Nova legislação impactará também as negociações no Marketing Esportivo - Reprodução/edie.net

O futebol está prestes a sofrer uma mudança nas negociações de transmissão. Isso porque o Projeto de Lei (PL) 2336/2021 que altera a definição de quem escolhe a empresa que fará a cobertura dos jogos, está para sanção presidencial. Atualmente, esse é um acerto entre os dois times que se enfrentam. Conhecida como 'Lei do Mandante', a proposta prevê que esta negociação deva ser feita apenas pelo time que joga em casa. A data-limite para a decisão, conforme o site do Senado Federal, é nesta sexta-feira, 17. 
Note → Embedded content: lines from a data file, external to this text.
PR #13497, opened 2020-03-13
HPCC-23479 create proxies/*.eclmod from LN plugins

xwang2713:
Install *.eclmod based on cmake options 
 *eclmod files, including previous installed under plugins, will be installed under:
USE_PROXIES=ON (default):   plugins/
USE_EEPROXIES=ON (default OFF): plugins/eeproxies
USE_ECLCCPROXIES=ON (default OFF):  bin/eeproxies

*eclmod files will only be installed to one place. If multiple above options set to ON the priority order is USE_ECLCCPROXIES, USE_EEPROXIES, USE_PROXIES
Also lib_moxiekeylib.eclmod is not created since there is plugin/proxie/key_lib.ecllib has the same content.
Previously add lib_date.eclmod from LN/plugins/ is removed since it is irrelavent.

Signed-off-by: Xiaoming Wang <xiaoming.wang@lexisnexis.com>

@ghalliday please help review

## Type of change:

## Checklist:
  - [x] The commit is signed.
  - [ ] Scalability
  - [ ] Performance
  - [ ] Security
  - [ ] Thread-safety
  - [ ] Cloud-compatibility
  - [ ] Premature optimization

## Smoketest:

## Testing:

Tested on local system with following scenarios:
Platform:  -DUSE_EEPROXIES=ON and -DUSE_ECLCCPROXIES=ON
Clienttools: -DUSE_ECLCCPROXIES=ON


cmake_modules/commonSetup.cmake
```diff
@@ -126,6 +126,10 @@ IF ("${COMMONSETUP_DONE}" STREQUAL "")
   option(WSSQL_SERVICE "Configure use of ws_sql service" ON)
   option(USE_DIGISIGN "Use digisign" ON)
   set(CUSTOM_PACKAGE_SUFFIX "" CACHE STRING "Custom package suffix to differentiate development builds")
+  option(USE_PROXIES  "Install default eclmod files" ON)
```
ghalliday: I don't think this is quite what is needed - I don't think we want to configure the target directory.
@GordonSmith I think we need your input.
What we want is for the installer for the client tools to have an option whether to install the proxies from the eeproxies directory to the plugins directory.  I think you probably want (the same?) option which controls whether the plugins are installed as part of make install.

GordonSmith: @ghalliday Is there any reason to not always install them?

ghalliday: If it wasn't for lib_date, then I would say no reason not to.  @richardkchapman maybe we should say that lib_date is not supported in 7.8.0 and following.

GordonSmith: Include it and embed some deprecated warnings for 7.8?

ghalliday: It is ancient code, which is unsupported, and will potentially pollute the global name space.  I would vote for it never seeing the light of day.

GordonSmith: In which case, don't include it and add some instructions to the red book to manually add it if really needed?

ghalliday: It may well already exist in the gitlab repo.  I'll try and check.

xwang2713: Let see if I understand correctly:
1) I still keep old proxies under plugins/proxies and new ones  under plugins/eeproxies/
2) For Platform build both old and new proxies will be installed to plugins/
3) For Clienttools old proxies will be installed to plugins and USE_EEPROXIES will decide if install new proxies (eeproxies)
4) not include lib_date in platform plugins/

ghalliday: It looks like there are a  reasonable number of references to lib_date in the exiting ECL code base.

xwang2713: OK. I will move it to platform plugins or plugins/eeproxies/

ghalliday:
@xwang2713 
Apologies for the delay in giving a definite answer.  I discussed with Richard again.  Our conclusion is that we should still build two versions of the client tools, but they are both built from the open source repo.

That means I think this PR is almost ready.  All it needs is a new option (INCLUDE_EE_PLUGINS or something similar).  This should default to false, and should be used to conditionally include the ee_proxies in the cmake build or not.  

We will then have a standard client build which does not set the option which is published to the portal etc., and another EE client build which does set the option, and which we publish internally (although still open source).

Please squash and rebase to target 7.8.0.  Thanks.

xwang2713:
OK. I will make the change
Also please help checking the LN one. I guess that one need be merged to make this work.

xwang2713:
@ghalliday 
1)  add INCLUDE_EE_PLUGINS option
2) only install EE eclmod files either it is PLATFORM or INCLUDE_EE_PLUGINS turn on (CLIENTTOOLS_ONLY).
3) rebase against candidate-7.8.0

xwang2713:
wait ...

xwang2713:
Fix cmake IF for build error.  rebase with candidate-7.8.0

Com o objetivo de esclarecer sobre o assunto e verificar a opinião dos personagens mais impactados por ele, o Coletiva.net produziu uma série especial sobre o tema. O conteúdo final traz a avaliação da Academia. Para tanto, a reportagem do portal conversou com  o professor da Escola Superior de Propaganda e Marketing de Porto Alegre (ESPM-Sul) Fernando Trein. Administrador graduado pela Pontifícia Universidade Católica do Rio Grande do Sul (PUCRS), especialista em Marketing Esportivo pela University of California e mestre em Gestão de Serviços pela Universidade Federal do Rio Grande do Sul (Ufrgs), Trein também ministrou o módulo Gestão de Eventos e Arenas Esportivas na CBF Academy.

Fernando Trein, professor da ESPM-Sul

Crédito: Reprodução/Linkedin

 

Tema polêmico e preocupação com os clubes pequenos

Para o estudioso, a proposta é polêmica, tanto que está restrita ao futebol. "Os demais esportes que, pela lógica, poderiam adotar a Lei, por exemplo, equipes de vôlei, a Liga Nacional de Basquete, a Liga Nacional de Futsal, por enquanto ainda não têm isso". Ele acredita, assim, que a aplicação na modalidade será um teste para ver se funciona. 
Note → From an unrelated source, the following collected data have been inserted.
PR #14912, opened 2021-04-30
HPCC-25787 WUQuery very slow if workunit(s) have lots of app values

jakesmith:
The implementation of cached application values was pathologically
slow when large numbers existed (e.g. because a job had sprayed
thousands of files).

The implementation held the parent tree and build an index xpath
to each element ("*[<n>]").
This cause a linear search for each item, for every access method
of each IConstWUAppValue, i.e. each queryName() and queryValue()
call.

## Type of change:

## Checklist:
  - [ ] The commit is signed.
  - [ ] Scalability
  - [ ] Performance
  - [ ] Security
  - [ ] Thread-safety
  - [ ] Cloud-compatibility
  - [ ] Premature optimization

## Smoketest:

### DIFF
--- a/common/workunit/workunit.ipp
+++ b/common/workunit/workunit.ipp
@@ -29,11 +29,10 @@
 
 class WORKUNIT_API CLocalWUAppValue : implements IConstWUAppValue, public CInterface
 {
-    Owned<IPropertyTree> p;
-    StringAttr prop;
+    Owned<const IPropertyTree> owner, props;
 public:
     IMPLEMENT_IINTERFACE;
-    CLocalWUAppValue(IPropertyTree *p,unsigned child);
+    CLocalWUAppValue(const IPropertyTree *_owner, const IPropertyTree *_props);
 
     virtual const char *queryApplication() const;
     virtual const char *queryName() const;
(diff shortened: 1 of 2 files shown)


jakesmith:
@ghalliday - please review - not sure what best target is. Targeting 8.0.x for now.

common/workunit/workunit.ipp
```diff
@@ -66,7 +65,7 @@ public:
 
 //==========================================================================================
 
-template <typename T, typename IT> struct CachedTags
+template <typename T, typename IT, class BASE> struct CachedTags : public BASE
```
ghalliday, line 68: BASE isn't really a base class.   You could make the add() functions static and then avoid adding it as a base class.  Probably even cleaner is to use a function argument:

```
template <typename T, typename IT, void (* ADD)(const IPropertyTree *p, IArrayOf<IT> &dst)> struct CachedTags

void addStatistic(const IPropertyTree * p, IArrayOf<IConstWUStatistic> &dst)
{
    dst.append(*new CLocalWUStatistic(&OLINK(*p)));
}

typedef CachedTags<CLocalWUStatistic, IConstWUStatistic, addStatistic> CachedStatistics;

```

ghalliday (approved):
The change looks good and could be merged.  One suggestion for improving the code structure.

common/workunit/workunit.ipp
jakesmith: that is better, didn't think of a template function arg. for some reason.

jakesmith:
@ghalliday - have changed to use function.

ghalliday (approved):

ghalliday:
@richardkchapman should this be also merged into an earlier branch?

Trein defende que, em um primeiro momento, a medida afetará, em termos financeiros, principalmente os grandes clubes como Flamengo, Corinthians, e a dupla Gre-Nal - que tem torcedores espalhados em diversos pontos do Brasil. Pois eles têm a possibilidade de negociar diretamente os jogos e, de alguma forma, impactar os torcedores. 
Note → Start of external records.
PR #14917, opened 2021-05-04
HPCC-25821 Remove all dependencies on environment in container build

ghalliday:

## Type of change:

## Checklist:
  - [x] The commit is signed.
  - [ ] Scalability
  - [ ] Performance
  - [ ] Security
  - [ ] Thread-safety
  - [ ] Cloud-compatibility
  - [ ] Premature optimization

## Smoketest:

### DIFF
--- a/common/environment/dalienv.hpp
+++ b/common/environment/dalienv.hpp
@@ -26,12 +26,12 @@
 
 #include "environment.hpp"
 
+#ifndef _CONTAINERIZED
+
 interface IFile;
 class RemoteFilename;
 
 extern ENVIRONMENT_API EnvMachineOS queryOS(const IpAddress & ip);
-
-
 extern ENVIRONMENT_API bool canAccessFilesDirectly(const RemoteFilename & file);
 extern ENVIRONMENT_API bool canAccessFilesDirectly(const IpAddress & ip);
 extern ENVIRONMENT_API bool canAccessFilesDirectly(const char * ipText);
@@ -53,4 +53,10 @@ extern ENVIRONMENT_API void envInstallNASHooks(IPropertyTree *nasPTree, SocketEn
 extern ENVIRONMENT_API IPropertyTree *envGetInstallNASHooks(SocketEndpoint *myEp=NULL);
 extern ENVIRONMENT_API IPropertyTree *envGetInstallNASHooks(IPropertyTree *nasPTree, SocketEndpoint *myEp=NULL);
 
+#else
+
+inline bool canSpawnChildProcess(const IpAddress & ip) { return true; }
+inline EnvMachineOS queryOS(const IpAddress & ip) { return MachineOsLinux; }
+
+#endif
 #endif
--- a/dali/dalidiag/dalidiag.cpp
+++ b/dali/dalidiag/dalidiag.cpp
@@ -302,6 +302,7 @@ void partInfo(const char *name,unsigned copy)
 
 void nodeInfo(const char *ip)
 {
+#ifndef _CONTAINERIZED
     Owned<IEnvironmentFactory> factory = getEnvironmentFactory(false);
     Owned<IConstEnvironment> env = factory->openEnvironment();
 
@@ -331,6 +332,7 @@ void nodeInfo(const char *ip)
     }
     else
         printf("ERROR: cannot find '%s' in Dali Environment\n",ip);
+#endif
 }
 
 void slaveNode(const char *thor,unsigned n)
--- a/dali/dfu/dfurun.cpp
+++ b/dali/dfu/dfurun.cpp
@@ -1075,9 +1075,11 @@ public:
                 : running(_running)
             {
                 if (--running == 0) {
+#ifndef _CONTAINERIZED
                     Owned<IEnvironmentFactory> envf = getEnvironmentFactory(false);
                     Owned<IConstEnvironment> env = envf->openEnvironment();
                     env->clearCache();
+#endif
                 }
             }
             ~CenvClear()
@@ -1263,6 +1265,9 @@ public:
                     {
                         if (options->getPush())
                         {
+#ifdef _CONTAINERIZED
+                            UNIMPLEMENTED_X("CONTAINERIZED(ForeignFileCopy:push)");
+#else
                             // need to set ftslave location
                             StringBuffer progpath;
                             StringBuffer workdir;
@@ -1271,6 +1276,7 @@ public:
                             {
                                 opttree->setProp("@slave",progpath.str());
                             }
+#endif
                         }
                     }
                     if (destination->getMultiCopy()&&!destination->getWrap())
--- a/dali/ft/filecopy.cpp
+++ b/dali/ft/filecopy.cpp
@@ -43,6 +43,25 @@
 #include "dalienv.hpp"
 #include "ftbase.ipp"
 
+#ifdef _CONTAINERIZED
+//Temporary see HPCC-25822
+inline bool canAccessFilesDirectly(const RemoteFilename & file)
+{
+    if (file.queryEndpoint().port!=0)
+        return false;
+    const IpAddress & ip = file.queryIP();
+    if (ip.isLocal()||ip.isNull())  // the isNull check is probably an error but saves time
+        return true;                // I think usually already checked, but another can't harm
+    return false;
+}
+
+inline void setCanAccessDirectly(RemoteFilename & file)
+{
+    setCanAccessDirectly(file,canAccessFilesDirectly(file));
+}
+
+#endif
+
 #define DEFAULT_MAX_CONNECTIONS 800
 #define PARTITION_RECOVERY_LIMIT 1000
 #define EXPECTED_RESPONSE_TIME          (60 * 1000)
@@ -935,6 +954,8 @@ void FileSprayer::beforeTransfer()
     }
 
     throttleNicSpeed = options->getPropInt(ANthrottle, 0);
+#ifndef _CONTAINERIZED
+    //MORE: This is very old windows support code.  We could add support for per-plane throttling if it is required.
     if (throttleNicSpeed == 0 && !usePullOperation() && targets.ordinality() == 1 && sources.ordinality() > 1)
     {
         Owned<IEnvironmentFactory> factory = getEnvironmentFactory(true);
@@ -951,6 +972,7 @@ void FileSprayer::beforeTransfer()
             }
         }
     }
+#endif
 }
 
 
--- a/deployment/configgen/CMakeLists.txt
+++ b/deployment/configgen/CMakeLists.txt
@@ -48,6 +48,10 @@ target_link_libraries ( configgen
         environment 
         )
 
+if (CONTAINERIZED)
+    message(FATAL_ERROR "Configgen is not included in container builds")
+endif()
+
 IF (USE_OPENSSL)
     target_link_libraries ( configgen
     	securesocket
--- a/esp/services/ws_configmgr/CMakeLists.txt
+++ b/esp/services/ws_configmgr/CMakeLists.txt
@@ -69,10 +69,13 @@ target_link_libraries(ws_configmgr
     jlib
     xmllib
     esphttp
-    environment
     dllserver
     configmgr
     )
+
+if (NOT CONTAINERIZED)
+    target_link_libraries ( ws_configmgr environment )
+endif()
 
 IF (USE_OPENSSL)
     target_link_libraries ( ws_configmgr
--- a/esp/services/ws_dfu/ws_dfuService.cpp
+++ b/esp/services/ws_dfu/ws_dfuService.cpp
@@ -101,6 +101,7 @@ short days[12] = {31, 28, 31, 30, 31, 30, 31, 31, 30, 31, 30, 31};
 
 CThorNodeGroup* CThorNodeGroupCache::readNodeGroup(const char* _groupName)
 {
+#ifndef _CONTAINERIZED
     Owned<IEnvironmentFactory> factory = getEnvironmentFactory(true);
     Owned<IConstEnvironment> env = factory->openEnvironment();
     Owned<IPropertyTree> root = &env->getPTree();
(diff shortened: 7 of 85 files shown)


ghalliday:
See also https://github.com/hpcc-systems/LN/pull/986

esp/smc/SMCLib/TpContainer.cpp
```diff
@@ -0,0 +1,781 @@
...
+        list.append(*dropZone.getClear());
+    }
+}
+
+void CTpWrapper::getTpSparkThors(double clientVersion, const char* name, IArrayOf<IConstTpSparkThor>& list)
+{
+    UNIMPLEMENTED_X("CONTAINERIZED(CTpWrapper::getTpSparkThors)");
+}
+
+void CTpWrapper::appendTpMachine(double clientVersion, IConstEnvironment* constEnv, IConstInstanceInfo& instanceInfo, IArrayOf<IConstTpMachine>& machines)
```
wangkx, line 401: Should the appendTpMachine() (and other 'common code') be moved to TpCommon.cpp?

wangkx (commented):
@ghalliday I reviewed the changes related to the esp services. Looks good. A few minor questions.

esp/services/ws_ecl/ws_ecl_service.cpp
```diff
@@ -1533,9 +1536,13 @@ int CWsEclBinding::getGenForm(IEspContext &context, CHttpRequest* request, CHttp
     xform->setParameter("includeSoapTest", "1");
     xform->setParameter("useTextareaForStringArray", "1");
 
+#ifdef _CONTAINERIZED
```
afishbeck, line 1539: Could be as simple as:

```
#ifdef _CONTAINERIZED
    bool isRoxie = wsecl->connMap.getValue(wsinfo.qsetname)!=nullptr;
#else
    Owned<IConstWUClusterInfo> clusterInfo = getTargetClusterInfo(wuinfo.qsetname);
    bool isRoxie = clusterInfo && (clusterInfo->getPlatform() == RoxieCluster);
#endif

xform->setParameter("includeRoxieOptions", isRoxie ? "1" : "0");
```

shamser (changes requested):

ghalliday:
A general comment - the intent of this change to to remove all the references, and highlight the code that needs to change.  It isn't aiming to fix any of those issues.  I have opened separate jiras to do that, since many of them will require some thought.

esp/services/ws_dfu/ws_dfuService.cpp
```diff
@@ -182,9 +184,14 @@ void CWsDfuEx::init(IPropertyTree *cfg, const char *process, const char *service
 
     setDaliServixSocketCaching(true);
 
+#ifdef _CONTAINERIZED
+    IERRLOG("CONTAINERIZED(CWsDfuEx::init)");
+    maxFileAccessExpirySeconds = defaultMaxFileAccessExpirySeconds;
```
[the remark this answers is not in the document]
ghalliday: We need to make a lot of changes - but they should be done as separate jiras.

esp/services/ws_workunits/ws_workunitsHelpers.cpp
```diff
@@ -1236,6 +1245,7 @@ unsigned WsWuInfo::getWorkunitThorLogInfo(IArrayOf<IEspECLHelpFile>& helpers, IE
                 thorLogList.append(*thorLog.getLink());
             }
         }
+        #endif
```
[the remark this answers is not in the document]
ghalliday: I will fix.

esp/smc/SMCLib/TpContainer.cpp
```diff
@@ -0,0 +1,781 @@
...
+
+void CTpWrapper::getClusterMachineList(double clientVersion,
+                                       const char* ClusterType,
+                                       const char* ClusterPath,
+                                       const char* ClusterDirectory,
+                                       IArrayOf<IEspTpMachine> &MachineList,
+                                       bool& hasThorSpareProcess,
+                                       const char* ClusterName)
+{
+    IWARNLOG("UNIMPLEMENTED: CONTAINERIZED(CTpWrapper::getClusterMachineList)");
```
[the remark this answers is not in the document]
ghalliday: Because the code without this change would not have thrown an exception, but would have reported an error.  I tried to make the changes so the behaviour would not change (and break functionality that half works at the moment).

esp/smc/SMCLib/TpContainer.cpp
```diff
@@ -0,0 +1,781 @@
...
+    throw MakeStringExceptionDirect(ECLWATCH_CANNOT_GET_ENV_INFO, MSG_FAILED_GET_ENVIRONMENT_INFO);
+}
+
+void CTpWrapper::getTpEclCCServers(IArrayOf<IConstTpEclServer>& list, const char* serverName)
+{
+    throw MakeStringExceptionDirect(ECLWATCH_CANNOT_GET_ENV_INFO, MSG_FAILED_GET_ENVIRONMENT_INFO);
+}
+
+void CTpWrapper::getTpEclCCServers(IPropertyTree* environmentSoftware, IArrayOf<IConstTpEclServer>& list, const char* serverName)
+{
```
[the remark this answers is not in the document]
ghalliday: see comment above

esp/smc/SMCLib/TpContainer.cpp
ghalliday: It should probably be removed from this file - it is only called from the CONTAINERIZED code.  I didn't go through this file and remove all code that is no longer required.

esp/services/ws_ecl/ws_ecl_service.cpp
ghalliday: quite possibly.  should be fixed as part of HPCC-25850.

common/environment/dalienv.hpp
```diff
@@ -53,4 +53,10 @@ extern ENVIRONMENT_API void envInstallNASHooks(IPropertyTree *nasPTree, SocketEn
 extern ENVIRONMENT_API IPropertyTree *envGetInstallNASHooks(SocketEndpoint *myEp=NULL);
 extern ENVIRONMENT_API IPropertyTree *envGetInstallNASHooks(IPropertyTree *nasPTree, SocketEndpoint *myEp=NULL);
 
+#else
+
+inline bool canSpawnChildProcess(const IpAddress & ip) { return true; }
```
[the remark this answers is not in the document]
ghalliday: I prefer as little conditionally compiled code as possible - it makes the code easier to read, and ensures it compiles with all the different options.  So I prefer a dummy implementation in containerized to having #ifs around the call.
This PR in general is slightly different because it is removing a dependency on a dll, but I would hope some of the conditional compiles can be replaced by general functions instead (that call either bare metal or containerized implementations.)

dali/ft/filecopy.cpp
```diff
@@ -935,6 +954,8 @@ void FileSprayer::beforeTransfer()
     }
 
     throttleNicSpeed = options->getPropInt(ANthrottle, 0);
+#ifndef _CONTAINERIZED
```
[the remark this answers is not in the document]
ghalliday: Why?  It is still a valid option.  This PR is only removing the dependency on the environment.

dali/dfu/dfurun.cpp
```diff
@@ -1075,9 +1075,11 @@ class CDFUengine: public CInterface, implements IDFUengine
                 : running(_running)
             {
                 if (atomic_dec_and_test(&running)) {
+#ifndef _CONTAINERIZED
```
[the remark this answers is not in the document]
ghalliday: That comment is specifically referring to the few lines of code which caused the spray to fail.  i.e.

```
    #ifndef _DEBUG
     StringBuffer gname;
     if (!destination->getRemoteGroupOverride()&&!testLocalCluster(destination->getGroupName(0,gname).str()))
    { throw MakeStringException(-1,"IMPORT cluster %s is not recognized locally",gname.str()); }
    #endif

```

I can't think why you would have any code which is only executed in release.

esp/services/ws_ecl/ws_ecl_service.cpp
ghalliday: Yes - there are separate jiras for fixing the issues.

dali/dalidiag/dalidiag.cpp
```diff
@@ -302,6 +302,7 @@ void partInfo(const char *name,unsigned copy)
 
 void nodeInfo(const char *ip)
 {
+#ifndef _CONTAINERIZED
```
jakesmith, line 305: minor: perhaps should throw an unexpected error, since it should never be called in container mode

deployment/configgen/CMakeLists.txt
```diff
@@ -45,9 +45,12 @@ install ( TARGETS configgen DESTINATION sbin )
 target_link_libraries ( configgen 
         deploy 
         jlib 
-        environment 
         )
 
+if (NOT CONTAINERIZED)
+    target_link_libraries ( configgen environment )
```
jakesmith, line 51: doesn't configgen depend on environment symbols, so will fail to link in containerized mode without them?
I presume it doesn't hit a build error, but wondering why..

Shouldn't we leave them as is, but instead exclude them building at all, i.e. exclude configgen, configenv etc. in containerized mode?

esp/services/ws_configmgr/CMakeLists.txt
```diff
@@ -69,11 +69,14 @@ target_link_libraries(ws_configmgr
     jlib
     xmllib
     esphttp
-    environment
     dllserver
     configmgr
     )
 
+if (NOT CONTAINERIZED)
```
jakesmith, line 76: can't actually see where ws_configmgr is built/included at all.. the subdir cmake file is not included in esp/services/CMakeLists.txt
 but if is, perhaps better to leave as is, and exclude it in containerized mode (as 'ws_config; already is)

esp/services/ws_dfu/ws_dfuService.cpp
```diff
@@ -100,6 +100,7 @@ short days[12] = {31, 28, 31, 30, 31, 30, 31, 31, 30, 31, 30, 31};
 
 CThorNodeGroup* CThorNodeGroupCache::readNodeGroup(const char* _groupName)
 {
+#ifndef _CONTAINERIZED
```
jakesmith, line 103: minor: The whole of CThorNodeGroupCache is bare metal only (used in 1 place). I see the calling code is already conditionally compiled.

esp/services/ws_dfu/ws_dfuService.cpp
```diff
@@ -182,9 +184,14 @@ void CWsDfuEx::init(IPropertyTree *cfg, const char *process, const char *service
 
     setDaliServixSocketCaching(true);
 
+#ifdef _CONTAINERIZED
+    IERRLOG("CONTAINERIZED(CWsDfuEx::init)");
+    maxFileAccessExpirySeconds = defaultMaxFileAccessExpirySeconds;
+#else
     factory.setown(getEnvironmentFactory(true));
     env.setown(factory->openEnvironment());
     maxFileAccessExpirySeconds = serviceTree->getPropInt("@maxFileAccessExpirySeconds", defaultMaxFileAccessExpirySeconds);
```
jakesmith, line 193: this line could be outside of #ifdef (there are many other serviceTree->getXX 's outside).
And I _think_ Tony's impl. transforms converts yaml prop. trees to legacy serviceTree's so this will still work if set into the esp service yaml as a property.

jakesmith (commented):
@ghalliday - looks good, some minor comments/questions

deployment/configgen/CMakeLists.txt
ghalliday: You are correct - they are not built in container mode - I will regress

ghalliday:
I think this is ready for re-review.  It could do with merging sooner rather than later - because various other changes are creating merge conflicts.

esp/services/ws_dfu/ws_dfuService.cpp
jakesmith: @ghalliday - just checking, you didn't want to move this #ifndef around whole of CThorNodeGroupCache at this juncture ?

esp/smc/SMCLib/TpCommon.cpp
```diff
@@ -0,0 +1,99 @@
+/*##############################################################################
+
+    HPCC SYSTEMS software Copyright (C) 2012 HPCC Systems®.
```
jakesmith, line 3: should this be changed to 2021?

esp/smc/SMCLib/TpContainer.cpp
```diff
@@ -0,0 +1,804 @@
+/*##############################################################################
+
+    HPCC SYSTEMS software Copyright (C) 2012 HPCC Systems®.
```
jakesmith, line 3: should this be changed to 2021?

jakesmith (approved):
@ghalliday - a couple of trivial comments, looks good to me.

esp/services/ws_dfu/ws_dfuXRefService.cpp
```diff
@@ -553,6 +553,9 @@ bool CWsDfuXRefEx::onDFUXRefList(IEspContext &context, IEspDFUXRefListRequest &r
 {
     try
     {
+#ifdef _CONTAINERIZED
+        IERRLOG("CONTAINERIZED(CWsDfuXRefEx::onDFUXRefList)");
```
richardkchapman, line 557: Why IERRLOG here but UNIMPLEMENTED below?

esp/smc/SMCLib/TpContainer.cpp
ghalliday: fixed (and above)

richardkchapman:
@ghalliday Not sure what the logic determining whether to report sometimes using IERRLOG, sometimes WARNLOG) versus throwing an exception is?

Other than that, looks ok.

esp/services/ws_dfu/ws_dfuXRefService.cpp
ghalliday: I tried to use UNIMPLEMENTED when the code would have previously failed, and IERRLOG when it would have silently ignored it.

Não necessariamente na TV aberta, mas, de certa forma, é uma alternativa ao modelo que se tem hoje. A dúvida dele está em relação às equipes que têm os torcedores concentrados em um local, "mas, principalmente, naqueles clubes médios e pequenos, que não vão ter essa força para conseguir negociar, por exemplo, os seus jogos, como mandante. Então, será algo bem complexo".

Para ilustrar, ele faz um resgate histórico e compara com as placas de publicidade estática em volta do campo. Atualmente, os patrocinadores que desejam expor ali as marcas fecham contrato diretamente com a organizadora da competição, por exemplo, a Confederação Brasileira de Futebol (CBF). 

Antigamente, negociavam diretamente com os times a cada jogo. "Se o Inter, por exemplo, enfrentasse o Flamengo, o time carioca era um 'trem pagador', uma forma de ganhar muito dinheiro. A questão é que tu nem sempre enfrenta o Flamengo. Então daqui a pouco tu vais pegar um time que não tem tanta projeção assim. Fica aquela dúvida, será que aí vai ter interesse de alguém transmitir o jogo?".

Seguindo esta linha de raciocínio, ele demonstra a preocupação com os clubes médios e pequenos, se conseguirão vender as transmissões. Na legislação vigente, ao ingressarem em uma competição que já está organizada e já tem os direitos de transmissão comercializados, eles recebem uma cota.  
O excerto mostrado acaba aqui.